§ **RECORD EXTRACTS**:

▽

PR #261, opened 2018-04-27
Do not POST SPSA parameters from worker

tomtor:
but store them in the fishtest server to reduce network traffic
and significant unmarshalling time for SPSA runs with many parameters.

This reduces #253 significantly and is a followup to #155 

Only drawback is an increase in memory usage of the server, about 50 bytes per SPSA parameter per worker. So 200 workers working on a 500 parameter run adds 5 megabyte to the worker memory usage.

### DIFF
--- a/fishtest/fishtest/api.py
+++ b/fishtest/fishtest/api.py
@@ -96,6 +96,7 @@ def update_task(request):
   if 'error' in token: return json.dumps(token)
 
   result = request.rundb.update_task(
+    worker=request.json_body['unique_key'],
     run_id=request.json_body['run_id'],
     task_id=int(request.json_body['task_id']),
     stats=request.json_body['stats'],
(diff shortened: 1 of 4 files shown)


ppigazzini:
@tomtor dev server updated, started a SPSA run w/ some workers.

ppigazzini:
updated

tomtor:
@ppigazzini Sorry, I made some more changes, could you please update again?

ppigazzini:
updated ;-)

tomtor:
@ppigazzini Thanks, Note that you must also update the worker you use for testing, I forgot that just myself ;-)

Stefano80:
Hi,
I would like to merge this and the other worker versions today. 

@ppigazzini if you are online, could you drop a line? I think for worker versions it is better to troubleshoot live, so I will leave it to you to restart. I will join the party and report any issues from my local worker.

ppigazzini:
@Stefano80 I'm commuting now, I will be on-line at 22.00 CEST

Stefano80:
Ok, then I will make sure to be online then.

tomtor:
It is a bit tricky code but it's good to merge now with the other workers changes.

△
▽

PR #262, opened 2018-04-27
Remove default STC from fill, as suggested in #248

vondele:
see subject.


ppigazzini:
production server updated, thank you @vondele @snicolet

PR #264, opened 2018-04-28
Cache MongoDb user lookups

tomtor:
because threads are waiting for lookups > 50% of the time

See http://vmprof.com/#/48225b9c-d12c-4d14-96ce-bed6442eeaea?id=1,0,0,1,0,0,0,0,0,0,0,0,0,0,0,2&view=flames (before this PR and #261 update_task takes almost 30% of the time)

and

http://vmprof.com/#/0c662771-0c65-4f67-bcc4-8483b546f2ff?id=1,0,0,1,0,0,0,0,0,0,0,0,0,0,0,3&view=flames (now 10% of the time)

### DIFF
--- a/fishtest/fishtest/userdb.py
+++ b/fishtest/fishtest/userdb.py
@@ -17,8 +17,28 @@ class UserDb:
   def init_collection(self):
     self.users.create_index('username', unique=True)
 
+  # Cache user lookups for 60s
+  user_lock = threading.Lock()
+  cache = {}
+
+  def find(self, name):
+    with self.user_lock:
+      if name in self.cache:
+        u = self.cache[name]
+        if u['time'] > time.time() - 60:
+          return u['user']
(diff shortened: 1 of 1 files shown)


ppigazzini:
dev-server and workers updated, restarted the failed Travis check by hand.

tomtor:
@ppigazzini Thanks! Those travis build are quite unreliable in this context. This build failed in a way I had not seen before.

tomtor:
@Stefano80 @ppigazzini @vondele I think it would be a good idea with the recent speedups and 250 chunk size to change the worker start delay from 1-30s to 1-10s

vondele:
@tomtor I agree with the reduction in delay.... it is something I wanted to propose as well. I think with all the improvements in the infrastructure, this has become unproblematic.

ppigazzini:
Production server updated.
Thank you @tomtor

△
▽

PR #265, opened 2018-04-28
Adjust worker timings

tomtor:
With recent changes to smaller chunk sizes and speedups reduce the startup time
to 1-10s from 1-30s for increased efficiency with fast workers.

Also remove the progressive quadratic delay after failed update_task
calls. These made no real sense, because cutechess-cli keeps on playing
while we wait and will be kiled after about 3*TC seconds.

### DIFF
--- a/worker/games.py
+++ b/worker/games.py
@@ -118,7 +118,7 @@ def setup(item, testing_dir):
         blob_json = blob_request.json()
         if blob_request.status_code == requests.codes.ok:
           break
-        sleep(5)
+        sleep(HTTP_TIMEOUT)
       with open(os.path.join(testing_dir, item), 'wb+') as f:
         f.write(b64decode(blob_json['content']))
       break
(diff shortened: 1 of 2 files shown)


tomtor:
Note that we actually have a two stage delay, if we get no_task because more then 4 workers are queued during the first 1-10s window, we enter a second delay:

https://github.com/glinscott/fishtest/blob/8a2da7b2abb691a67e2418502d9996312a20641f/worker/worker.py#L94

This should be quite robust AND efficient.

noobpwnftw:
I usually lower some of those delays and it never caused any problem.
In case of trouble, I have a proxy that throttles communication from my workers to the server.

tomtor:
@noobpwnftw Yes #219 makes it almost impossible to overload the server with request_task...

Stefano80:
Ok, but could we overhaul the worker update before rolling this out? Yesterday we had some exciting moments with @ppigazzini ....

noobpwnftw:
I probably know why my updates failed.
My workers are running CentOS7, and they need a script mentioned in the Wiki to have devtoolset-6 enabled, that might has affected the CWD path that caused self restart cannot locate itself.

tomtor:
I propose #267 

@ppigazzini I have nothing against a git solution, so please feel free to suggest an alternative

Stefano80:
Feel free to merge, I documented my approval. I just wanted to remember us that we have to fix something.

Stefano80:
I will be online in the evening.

△

§ **WHAT TO WORK ON**: From the records above, print only the lines between the one holding "I probably know why my updates failed." and the one holding "I will be online in the evening.", inclusive, exactly as they stand.

§ **RESPONSE TO THE TASK**:
I probably know why my updates failed.
My workers are running CentOS7, and they need a script mentioned in the Wiki to have devtoolset-6 enabled, that might has affected the CWD path that caused self restart cannot locate itself.

tomtor:
I propose #267 

@ppigazzini I have nothing against a git solution, so please feel free to suggest an alternative

Stefano80:
Feel free to merge, I documented my approval. I just wanted to remember us that we have to fix something.

Stefano80:
I will be online in the evening.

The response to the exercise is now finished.